**What you have to do**:
Copy out every entry precisely.

[Dataset excerpts]
PR #3818, opened 2017-06-12
Remove _NH from Raid_T20M profile

wfarr:
All 3 hunter profiles were using this suffix still causing this profile to be invalid


aethys256:
Oups, ty :P

PR #3830, opened 2017-06-15
[Priest] Adding AS + Sephuz

seanpeters86:
Swapping to AS instead of SL, and replacing the Cloak legendary with Sephuz


seanpeters86:
2.5% increase for the Mythic profile, and a 3.1% increase for the Heroic Profile.

PR #3840, opened 2017-06-20
Add pet and base spell modifiers for Elemental Shaman spec aura

wfarr:
I'm not 100% sure this covers everything appropriately just yet, but should be a good starting point to implement support for the spec aura for Elemental Shaman, which recently got put to real use in the latest round of hotfixes.

cc @Bloodmallet for 👀

### DIFF
--- a/engine/class_modules/sc_shaman.cpp
+++ b/engine/class_modules/sc_shaman.cpp
@@ -382,6 +382,7 @@ public:
     const spell_data_t* chain_lightning_2; // 7.1 Chain Lightning additional 2 targets passive
     const spell_data_t* elemental_focus;
     const spell_data_t* elemental_fury;
+    const spell_data_t* elemental_shaman;
     const spell_data_t* flame_shock_2; // 7.1 Flame Shock duration extension passive
     const spell_data_t* lava_burst_2; // 7.1 Lava Burst autocrit with FS passive
     const spell_data_t* lava_surge;
@@ -1050,6 +1051,12 @@ public:
 
       maelstrom_gain = effect.resource( RESOURCE_MAELSTROM );
       ab::energize_type = ENERGIZE_NONE; // disable resource generation from spell data.
+    }
+
+    if ( ab::data().affected_by( player -> spec.elemental_shaman -> effectN( 5 ) ) )
+    {
+      ab::base_multiplier *= 1.0 + player -> spec.elemental_shaman -> effectN( 5 ).percent();
+      ab::base_multiplier *= 1.0 + player -> spec.elemental_shaman -> effectN( 7 ).percent();
     }
 
     if ( ab::data().affected_by( player -> spec.enhancement_shaman -> effectN( 1 ) ) )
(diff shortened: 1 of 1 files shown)


engine/class_modules/sc_shaman.cpp
```diff
@@ -1052,6 +1053,12 @@ struct shaman_action_t : public Base
       ab::energize_type = ENERGIZE_NONE; // disable resource generation from spell data.
     }
 
+    if ( ab::data().affected_by( player -> spec.elemental_shaman -> effectN( 5 ) ) )
+    {
+      ab::base_multiplier *= 1.0 + player -> spec.elemental_shaman -> effectN( 5 ).percent();
+      ab::base_multiplier *= 1.0 + player -> spec.elemental_shaman -> effectN( 7 ).percent();
```
wfarr: This should be the pet aura. I'm not sure if this is the correct way to implement this or not.

engine/class_modules/sc_shaman.cpp
```diff
@@ -1052,6 +1053,12 @@ struct shaman_action_t : public Base
       ab::energize_type = ENERGIZE_NONE; // disable resource generation from spell data.
     }
 
+    if ( ab::data().affected_by( player -> spec.elemental_shaman -> effectN( 5 ) ) )
+    {
+      ab::base_multiplier *= 1.0 + player -> spec.elemental_shaman -> effectN( 5 ).percent();
```
wfarr, line 1058: This should be the effect covering all non-pet spells. Effect 6 appears identical to it, so I just chose one of the two of them to use.

wfarr:
Here are the relevant spell effects: https://github.com/simulationcraft/simc/blob/b951d34880b968cc641e4fa431c3fec3598607af/SpellDataDump/shaman.txt#L2816-L2826

engine/class_modules/sc_shaman.cpp
wfarr: SpellDataDump confirms effect 5 is what's in actual use.

engine/class_modules/sc_shaman.cpp
```diff
@@ -1850,6 +1856,11 @@ struct pet_action_t : public T_ACTION
 
     this -> special = true;
     this -> may_crit = true;
+
+    if ( this->data().affected_by( p() -> o() -> spec.elemental_shaman -> effectN( 7 ) ) )
+    {
+      this->base_multiplier *= 1.0 + p() -> o() -> spec.elemental_shaman -> effectN( 7 ).percent();
+    }
```
wfarr: I'm unsure if this is working as I intend just yet.

Bloodmallet:
I'm adding @navv1234 for the pet stuff. the other part looks good for my untrained eye.

Navv please have a look at the pet multiplier. Wfarr wrote that somehow the dmg of the Elementals wasn't changed.

wfarr:
> I'm adding @navv1234 for the pet stuff. the other part looks good for my untrained eye.
> 
> Navv please have a look at the pet multiplier. Wfarr wrote that somehow the dmg of the Elementals wasn't changed.

I ended up removing the conditional to see if the player was affected by the aura's pet effect and always applying it for now, and the numbers all make sense.

If you know of a better conditional to wrap it in rather than always applying it, I'm happy to fix up.

navv1234:
You can put the pet damage effect to player_t::composite_player_pet_damage_multiplier() (where it should honestly be)

wfarr:
> You can put the pet damage effect to player_t::composite_player_pet_damage_multiplier() (where it should honestly be)

4522c7f0e should address this

PR #524, opened 2020-04-08
QFN-64 with 5.2x5.2mm exposed pad.

ObKo:
Documentation: https://www.silabs.com/documents/public/data-sheets/Si5345-44-42-D-DataSheet.pdf#page=51


chschlue (approved):
Thanks.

**Reply to the exercise**:
PR #3818, opened 2017-06-12
Remove _NH from Raid_T20M profile

wfarr:
All 3 hunter profiles were using this suffix still causing this profile to be invalid


aethys256:
Oups, ty :P

PR #3830, opened 2017-06-15
[Priest] Adding AS + Sephuz

seanpeters86:
Swapping to AS instead of SL, and replacing the Cloak legendary with Sephuz


seanpeters86:
2.5% increase for the Mythic profile, and a 3.1% increase for the Heroic Profile.

PR #3840, opened 2017-06-20
Add pet and base spell modifiers for Elemental Shaman spec aura

wfarr:
I'm not 100% sure this covers everything appropriately just yet, but should be a good starting point to implement support for the spec aura for Elemental Shaman, which recently got put to real use in the latest round of hotfixes.

cc @Bloodmallet for 👀

### DIFF
--- a/engine/class_modules/sc_shaman.cpp
+++ b/engine/class_modules/sc_shaman.cpp
@@ -382,6 +382,7 @@ public:
     const spell_data_t* chain_lightning_2; // 7.1 Chain Lightning additional 2 targets passive
     const spell_data_t* elemental_focus;
     const spell_data_t* elemental_fury;
+    const spell_data_t* elemental_shaman;
     const spell_data_t* flame_shock_2; // 7.1 Flame Shock duration extension passive
     const spell_data_t* lava_burst_2; // 7.1 Lava Burst autocrit with FS passive
     const spell_data_t* lava_surge;
@@ -1050,6 +1051,12 @@ public:
 
       maelstrom_gain = effect.resource( RESOURCE_MAELSTROM );
       ab::energize_type = ENERGIZE_NONE; // disable resource generation from spell data.
+    }
+
+    if ( ab::data().affected_by( player -> spec.elemental_shaman -> effectN( 5 ) ) )
+    {
+      ab::base_multiplier *= 1.0 + player -> spec.elemental_shaman -> effectN( 5 ).percent();
+      ab::base_multiplier *= 1.0 + player -> spec.elemental_shaman -> effectN( 7 ).percent();
     }
 
     if ( ab::data().affected_by( player -> spec.enhancement_shaman -> effectN( 1 ) ) )
(diff shortened: 1 of 1 files shown)


engine/class_modules/sc_shaman.cpp
```diff
@@ -1052,6 +1053,12 @@ struct shaman_action_t : public Base
       ab::energize_type = ENERGIZE_NONE; // disable resource generation from spell data.
     }
 
+    if ( ab::data().affected_by( player -> spec.elemental_shaman -> effectN( 5 ) ) )
+    {
+      ab::base_multiplier *= 1.0 + player -> spec.elemental_shaman -> effectN( 5 ).percent();
+      ab::base_multiplier *= 1.0 + player -> spec.elemental_shaman -> effectN( 7 ).percent();
```
wfarr: This should be the pet aura. I'm not sure if this is the correct way to implement this or not.

engine/class_modules/sc_shaman.cpp
```diff
@@ -1052,6 +1053,12 @@ struct shaman_action_t : public Base
       ab::energize_type = ENERGIZE_NONE; // disable resource generation from spell data.
     }
 
+    if ( ab::data().affected_by( player -> spec.elemental_shaman -> effectN( 5 ) ) )
+    {
+      ab::base_multiplier *= 1.0 + player -> spec.elemental_shaman -> effectN( 5 ).percent();
```
wfarr, line 1058: This should be the effect covering all non-pet spells. Effect 6 appears identical to it, so I just chose one of the two of them to use.

wfarr:
Here are the relevant spell effects: https://github.com/simulationcraft/simc/blob/b951d34880b968cc641e4fa431c3fec3598607af/SpellDataDump/shaman.txt#L2816-L2826

engine/class_modules/sc_shaman.cpp
wfarr: SpellDataDump confirms effect 5 is what's in actual use.

engine/class_modules/sc_shaman.cpp
```diff
@@ -1850,6 +1856,11 @@ struct pet_action_t : public T_ACTION
 
     this -> special = true;
     this -> may_crit = true;
+
+    if ( this->data().affected_by( p() -> o() -> spec.elemental_shaman -> effectN( 7 ) ) )
+    {
+      this->base_multiplier *= 1.0 + p() -> o() -> spec.elemental_shaman -> effectN( 7 ).percent();
+    }
```
wfarr: I'm unsure if this is working as I intend just yet.

Bloodmallet:
I'm adding @navv1234 for the pet stuff. the other part looks good for my untrained eye.

Navv please have a look at the pet multiplier. Wfarr wrote that somehow the dmg of the Elementals wasn't changed.

wfarr:
> I'm adding @navv1234 for the pet stuff. the other part looks good for my untrained eye.
> 
> Navv please have a look at the pet multiplier. Wfarr wrote that somehow the dmg of the Elementals wasn't changed.

I ended up removing the conditional to see if the player was affected by the aura's pet effect and always applying it for now, and the numbers all make sense.

If you know of a better conditional to wrap it in rather than always applying it, I'm happy to fix up.

navv1234:
You can put the pet damage effect to player_t::composite_player_pet_damage_multiplier() (where it should honestly be)

wfarr:
> You can put the pet damage effect to player_t::composite_player_pet_damage_multiplier() (where it should honestly be)

4522c7f0e should address this

PR #524, opened 2020-04-08
QFN-64 with 5.2x5.2mm exposed pad.

ObKo:
Documentation: https://www.silabs.com/documents/public/data-sheets/Si5345-44-42-D-DataSheet.pdf#page=51


chschlue (approved):
Thanks.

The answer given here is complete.